FIG. 1 shows a cross-sectional schematic view through a lamp according to one embodiment of the present invention;

FIG. 2 shows a cross-sectional schematic view through a lamp according to one embodiment of the present invention; and

FIG. 3 shows a schematic enlarged view of the electrode rod of FIG. 1,

FIG. 4 shows a schematic enlarged view of the electrode rod according to a further embodiment of the present invention,

FIG. 5 shows a schematic enlarged view of the electrode rod according to a further embodiment of the present invention; and

FIG. 1 shows a cross-sectional schematic view through a lamp according to one embodiment of the present invention. Preferably the burner chamber is divided into two semi-ellipsoidal sections, which are referred to as A and B and a third section to be referred to as C. A covers the volume, which extends from one electrode tip along this electrode to the inner wand section of the burner chamber which contains the electrode; B covers the volume, which extends from the other electrode tip along this electrode to the inner wand section which contains the electrode; Section C covers the remaining volume, which is the area between the electrodes. Preferably the sections A and B have essentially the same volume. According to a preferred embodiment of the present invention, the total volume of the burner chamber is ≧15 mm3 and <30 mm3, preferably ≧19 mm3 and ≦25 mm3 and most preferred ≧21 mm3 and ≦23 mm3. According to a preferred embodiment of the present invention, the total volume of at least one of the sections which extends from one electrode tip along this electrode to the inner wand section of the burner chamber which contains the electrode (A;B) is ≧2 mm3 and ≦3.5 mm3, preferably ≧2.4 mm3 and ≦3.0 mm3 and most preferred ≧2.5 mm3 and ≦2.7 mm3. Preferably both sections A and B have a volume which is ≧2 mm3 and ≦3.5 mm3, preferably ≧2.4 mm3 and ≦3.0 mm3 and most preferred ≧2.5 mm3 and ≦2.7 mm3. According to a preferred embodiment of the present invention, the volume of the burner chamber between the two electrodes (C) is ≧10 mm3 and ≦25 mm3, preferably ≧13 mm3 and ≦20 mm3 and most preferred ≧15 mm3 and ≦18 mm3. Furthermore, the length of the electrodes inside the burner chamber (as indicated by D) preferably is ≧1.0 mm and ≦4.0 mm, more preferably ≧1.5 mm and ≦3.0 mm and most preferred ≧1.8 mm and ≦2.3 mm.

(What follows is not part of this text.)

PR #5832, opened 2026-08-28
Disable RavenDB storage prefetching by default

ramonsmits:
During load testing we notices that RavenDB does a lot of read IO. This is caused due to prefetching. We tested with disabling prefetching and index rate remained pretty much identical, ingestion rate slightly improved but read IO was reduced over 5x.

FIG. 2 shows a cross-sectional schematic view through a lamp 1 according to one embodiment of the present invention. The lamp 1 comprises a lamp body 10, a burner chamber 20 and two electrodes 30, between which a light arc 40 is formed, when the lamp 1 is running. The electrodes 30 comprise a head section 60 and a cylindrical section 50 extending from the head section out of the burner chamber 20. As can be seen out of FIG. 3, the electrode head section 60 may be either essentially spherical or - as can be seen out of FIG. 4 - cylindrically in shape. As can be seen out of FIG. 5, a further suitable and preferred electrode head 60 may also comprise a cylindrical section connected to a hemispherical end part. This design is in particular advantageous for fixing the arc attachment on the tip.

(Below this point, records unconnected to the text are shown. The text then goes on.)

PR #5836, opened 2026-09-01
Add OpenTelemetry metrics for retry and archive operations

johnsimons:
Adds telemetry for error management, the follow-up to the ingestion (#5816) and retention (#5831) metrics. Retry and archive were the last long-running operations in the error instance with no signal at all: a retry of a large group can run for hours across four stages and two polling loops, and until now the only way to see it was the log.

## What is instrumented

**`sc.retry.*`** covers the whole retry pipeline: an end-to-end operation duration from request to completion, a duration histogram per stage (prepare, stage, forward), a message counter by outcome, an in-progress gauge, and the depth of the bulk request queue. The `abandoned` message outcome is the one worth alerting on, since it counts messages that hit the staging retry limit and were dropped from their batch, which previously existed only as a log line. The in-progress gauge is what surfaces a stuck operation, because an operation that never completes never records a duration.

**`sc.archive.*`** covers group archive and unarchive: whole-operation duration, per-batch duration, a message counter, and an in-progress gauge. The instrumentation lives once in the shared `InMemoryArchive`/`InMemoryUnarchive` state machines, but only the EF persistence registers `ArchiveMetrics`, so on RavenDB the family does not exist rather than being half-populated. No RavenDB file is touched.

The host also gains the standard ASP.NET Core, HTTP client and runtime instrumentation packages, behind the existing `OTEL_EXPORTER_OTLP_ENDPOINT` gate. That covers the read APIs per route, the scatter-gather calls to remote instances, and GC/thread pool context. `AddIngestionMetrics` is renamed `AddTelemetry` now that it wires more than ingestion.

All tag values come from enums, so series counts are bounded; group ids, endpoint names and queue addresses stay out and are recovered from the audit log when a specific operation needs investigating. The full instrument contract is documented in `docs/telemetry.md`.

### DIFF
--- a/src/ServiceControl/Recoverability/Retrying/Metrics/RetryDurationScope.cs
+++ b/src/ServiceControl/Recoverability/Retrying/Metrics/RetryDurationScope.cs
@@ -1,0 +1,61 @@
+namespace ServiceControl.Recoverability.Retrying.Metrics;
+
+using System;
+using System.Diagnostics;
+using System.Diagnostics.Metrics;
+using System.Threading;
+
+/// <summary>
+/// One timed stretch of the retry pipeline. A stretch that finished counts as its outcome even if
+/// shutdown has since been requested; one that shutdown cut short is recorded as cancelled rather
+/// than as a failure.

The electrodes 30 are preferably made by metal injection moulding as a single piece; however the electrode head section 60 can also be connected to the cylindrical section 50 e.g. by welding or any other suitable method. Also laser-shaping techniques can be applicable.

A lamp according to the present invention is being designed for the usage in various applications, amongst them: shop lighting, home lighting, head lamps, accent lighting, spot lighting, theatre lighting, consumer TV applications, fibre-optics applications, car lighting, and projection systems.